— DIRECTIONS FOR THIS TASK —
Verbatim output of the full listing is required.

— DATA SHOWN —

PR #3666, opened 2026-08-15
Fix open redirect via ?return= and harden remaining tab-nabbing links

prisect:
1. Open redirect via `?return=` on the game page: `is_valid_url()` accepts any host so `/game/123?return=https://evil.com` redirects off-site. Now uses the same-origin-only `valid_next_url()` used by the `?next=` fix.
2. Reverse tabnabbing: 17 `target="_blank"` links across 16 files still had no `rel` (including user-controlled group/site links). All now use `rel="noopener noreferrer"`

All tests pass

### DIFF
--- a/src/components/ACLModal/ACLModal.tsx
+++ b/src/components/ACLModal/ACLModal.tsx
@@ -152,6 +152,7 @@ export class ACLModal extends Modal<Events, ACLModalProperties, any> {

— TASK ANSWER —
PR #3666, opened 2026-08-15
Fix open redirect via ?return= and harden remaining tab-nabbing links

prisect:
1. Open redirect via `?return=` on the game page: `is_valid_url()` accepts any host so `/game/123?return=https://evil.com` redirects off-site. Now uses the same-origin-only `valid_next_url()` used by the `?next=` fix.
2. Reverse tabnabbing: 17 `target="_blank"` links across 16 files still had no `rel` (including user-controlled group/site links). All now use `rel="noopener noreferrer"`

All tests pass

### DIFF
--- a/src/components/ACLModal/ACLModal.tsx
+++ b/src/components/ACLModal/ACLModal.tsx
@@ -152,6 +152,7 @@ export class ACLModal extends Modal<Events, ACLModalProperties, any> {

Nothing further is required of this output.